* [What the task requires]:
Output only the lines of the entries that follow, starting at the one with "Move imports to top and" and running down to the one with "Builds real good 👍", both included and unchanged.

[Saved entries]
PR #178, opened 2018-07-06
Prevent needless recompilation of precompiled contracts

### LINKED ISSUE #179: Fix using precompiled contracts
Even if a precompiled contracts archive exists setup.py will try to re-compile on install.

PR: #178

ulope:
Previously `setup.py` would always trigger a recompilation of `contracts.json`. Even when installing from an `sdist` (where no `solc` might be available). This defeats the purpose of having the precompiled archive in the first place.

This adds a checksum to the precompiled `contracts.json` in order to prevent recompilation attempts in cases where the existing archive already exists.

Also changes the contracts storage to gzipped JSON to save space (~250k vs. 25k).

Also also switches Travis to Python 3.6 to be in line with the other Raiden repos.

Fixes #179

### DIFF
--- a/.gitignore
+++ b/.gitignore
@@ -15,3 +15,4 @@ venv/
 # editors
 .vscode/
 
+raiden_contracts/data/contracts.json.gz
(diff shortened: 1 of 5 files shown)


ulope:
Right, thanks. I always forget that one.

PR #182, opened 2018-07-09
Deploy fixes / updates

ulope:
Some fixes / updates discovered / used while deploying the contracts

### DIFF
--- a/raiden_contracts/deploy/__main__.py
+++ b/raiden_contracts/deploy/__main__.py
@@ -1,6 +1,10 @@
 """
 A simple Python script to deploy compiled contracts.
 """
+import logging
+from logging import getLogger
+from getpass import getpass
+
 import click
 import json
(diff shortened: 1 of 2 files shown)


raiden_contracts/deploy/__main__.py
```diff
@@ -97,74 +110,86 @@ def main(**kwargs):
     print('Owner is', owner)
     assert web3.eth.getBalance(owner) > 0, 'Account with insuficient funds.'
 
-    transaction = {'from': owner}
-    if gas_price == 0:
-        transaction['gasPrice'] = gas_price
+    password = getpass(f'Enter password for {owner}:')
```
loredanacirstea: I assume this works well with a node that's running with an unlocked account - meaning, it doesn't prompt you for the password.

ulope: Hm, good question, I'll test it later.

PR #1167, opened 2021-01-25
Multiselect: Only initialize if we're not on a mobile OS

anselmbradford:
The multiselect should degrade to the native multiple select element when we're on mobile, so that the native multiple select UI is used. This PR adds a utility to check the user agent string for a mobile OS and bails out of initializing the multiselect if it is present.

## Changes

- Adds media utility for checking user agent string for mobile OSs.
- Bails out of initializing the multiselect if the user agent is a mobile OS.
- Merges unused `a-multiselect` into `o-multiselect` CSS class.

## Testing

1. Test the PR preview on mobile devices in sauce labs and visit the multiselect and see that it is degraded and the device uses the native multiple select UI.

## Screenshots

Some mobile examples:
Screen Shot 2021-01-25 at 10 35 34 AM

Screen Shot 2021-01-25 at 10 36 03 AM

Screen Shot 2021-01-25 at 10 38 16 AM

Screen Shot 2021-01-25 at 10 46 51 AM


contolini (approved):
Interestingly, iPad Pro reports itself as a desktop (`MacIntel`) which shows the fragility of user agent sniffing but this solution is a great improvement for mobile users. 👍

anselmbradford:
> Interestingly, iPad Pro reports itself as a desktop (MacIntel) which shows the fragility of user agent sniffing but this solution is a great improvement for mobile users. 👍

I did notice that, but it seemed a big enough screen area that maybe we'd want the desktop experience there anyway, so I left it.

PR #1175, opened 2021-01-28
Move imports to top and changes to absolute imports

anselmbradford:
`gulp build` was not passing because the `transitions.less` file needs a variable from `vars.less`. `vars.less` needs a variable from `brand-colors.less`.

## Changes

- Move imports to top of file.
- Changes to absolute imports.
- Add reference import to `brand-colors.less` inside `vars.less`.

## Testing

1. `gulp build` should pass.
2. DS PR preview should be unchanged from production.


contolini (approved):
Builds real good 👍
...
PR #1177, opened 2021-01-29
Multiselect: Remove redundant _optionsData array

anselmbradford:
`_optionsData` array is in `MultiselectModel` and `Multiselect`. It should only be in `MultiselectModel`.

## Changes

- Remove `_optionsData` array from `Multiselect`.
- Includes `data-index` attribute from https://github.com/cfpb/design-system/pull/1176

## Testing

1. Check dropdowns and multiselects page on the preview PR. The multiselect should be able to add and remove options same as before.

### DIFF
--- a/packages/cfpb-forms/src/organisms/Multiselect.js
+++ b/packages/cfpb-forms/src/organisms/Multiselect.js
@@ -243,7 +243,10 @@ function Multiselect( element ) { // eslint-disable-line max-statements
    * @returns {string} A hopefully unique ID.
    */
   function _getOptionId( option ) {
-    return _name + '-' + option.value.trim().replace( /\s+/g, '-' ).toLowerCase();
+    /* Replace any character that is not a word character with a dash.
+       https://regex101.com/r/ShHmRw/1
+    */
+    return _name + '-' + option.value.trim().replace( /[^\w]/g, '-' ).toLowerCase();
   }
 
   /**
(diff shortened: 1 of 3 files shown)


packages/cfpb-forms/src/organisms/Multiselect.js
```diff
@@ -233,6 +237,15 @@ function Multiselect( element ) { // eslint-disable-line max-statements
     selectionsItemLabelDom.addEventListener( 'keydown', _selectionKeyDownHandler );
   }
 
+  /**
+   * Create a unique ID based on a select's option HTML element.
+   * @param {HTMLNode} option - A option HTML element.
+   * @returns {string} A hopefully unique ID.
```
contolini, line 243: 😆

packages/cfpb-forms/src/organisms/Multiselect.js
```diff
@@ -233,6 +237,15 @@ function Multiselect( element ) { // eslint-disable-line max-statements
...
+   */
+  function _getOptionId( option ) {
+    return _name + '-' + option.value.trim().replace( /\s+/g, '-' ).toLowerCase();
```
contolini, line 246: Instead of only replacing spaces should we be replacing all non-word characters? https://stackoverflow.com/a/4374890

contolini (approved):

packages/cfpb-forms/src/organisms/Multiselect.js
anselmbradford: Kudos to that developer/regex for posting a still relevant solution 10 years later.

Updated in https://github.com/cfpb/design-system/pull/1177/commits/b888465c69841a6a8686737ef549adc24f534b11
---
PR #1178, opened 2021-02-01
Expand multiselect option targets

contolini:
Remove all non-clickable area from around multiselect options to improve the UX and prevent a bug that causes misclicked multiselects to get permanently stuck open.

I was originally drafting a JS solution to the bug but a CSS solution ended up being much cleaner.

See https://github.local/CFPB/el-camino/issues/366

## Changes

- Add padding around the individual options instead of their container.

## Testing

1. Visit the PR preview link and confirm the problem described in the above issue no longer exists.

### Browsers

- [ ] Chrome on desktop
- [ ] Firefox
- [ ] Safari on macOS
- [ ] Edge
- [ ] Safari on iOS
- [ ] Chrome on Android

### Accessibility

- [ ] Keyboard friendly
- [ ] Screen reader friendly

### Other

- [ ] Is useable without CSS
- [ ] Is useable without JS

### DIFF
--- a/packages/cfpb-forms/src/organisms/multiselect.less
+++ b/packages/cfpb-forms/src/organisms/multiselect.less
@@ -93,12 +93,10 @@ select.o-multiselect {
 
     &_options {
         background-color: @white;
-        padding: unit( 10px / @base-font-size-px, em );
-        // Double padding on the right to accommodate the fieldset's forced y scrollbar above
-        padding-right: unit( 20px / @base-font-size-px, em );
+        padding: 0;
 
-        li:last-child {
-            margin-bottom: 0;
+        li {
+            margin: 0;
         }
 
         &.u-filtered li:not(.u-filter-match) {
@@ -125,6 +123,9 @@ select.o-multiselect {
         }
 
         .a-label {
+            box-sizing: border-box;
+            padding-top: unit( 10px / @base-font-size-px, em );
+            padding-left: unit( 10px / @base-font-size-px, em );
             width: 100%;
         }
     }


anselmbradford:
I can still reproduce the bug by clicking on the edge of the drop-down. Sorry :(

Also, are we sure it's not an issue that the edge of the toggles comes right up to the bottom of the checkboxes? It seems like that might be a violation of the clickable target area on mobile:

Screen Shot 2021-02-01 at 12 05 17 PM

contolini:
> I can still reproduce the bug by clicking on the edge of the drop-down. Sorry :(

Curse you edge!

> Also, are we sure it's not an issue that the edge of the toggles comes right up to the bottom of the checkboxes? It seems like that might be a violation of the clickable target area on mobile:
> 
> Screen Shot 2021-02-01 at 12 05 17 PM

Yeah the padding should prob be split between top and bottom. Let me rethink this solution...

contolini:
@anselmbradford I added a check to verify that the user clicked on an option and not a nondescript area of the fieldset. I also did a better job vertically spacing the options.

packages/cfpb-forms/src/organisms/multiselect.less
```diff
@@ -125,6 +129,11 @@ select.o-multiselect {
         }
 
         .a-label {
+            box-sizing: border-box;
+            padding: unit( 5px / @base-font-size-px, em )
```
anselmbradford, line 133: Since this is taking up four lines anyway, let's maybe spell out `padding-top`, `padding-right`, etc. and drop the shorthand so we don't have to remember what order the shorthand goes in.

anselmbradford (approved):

* [Reply to the task]:
Move imports to top and changes to absolute imports

anselmbradford:
`gulp build` was not passing because the `transitions.less` file needs a variable from `vars.less`. `vars.less` needs a variable from `brand-colors.less`.

## Changes

- Move imports to top of file.
- Changes to absolute imports.
- Add reference import to `brand-colors.less` inside `vars.less`.

## Testing

1. `gulp build` should pass.
2. DS PR preview should be unchanged from production.


contolini (approved):
Builds real good 👍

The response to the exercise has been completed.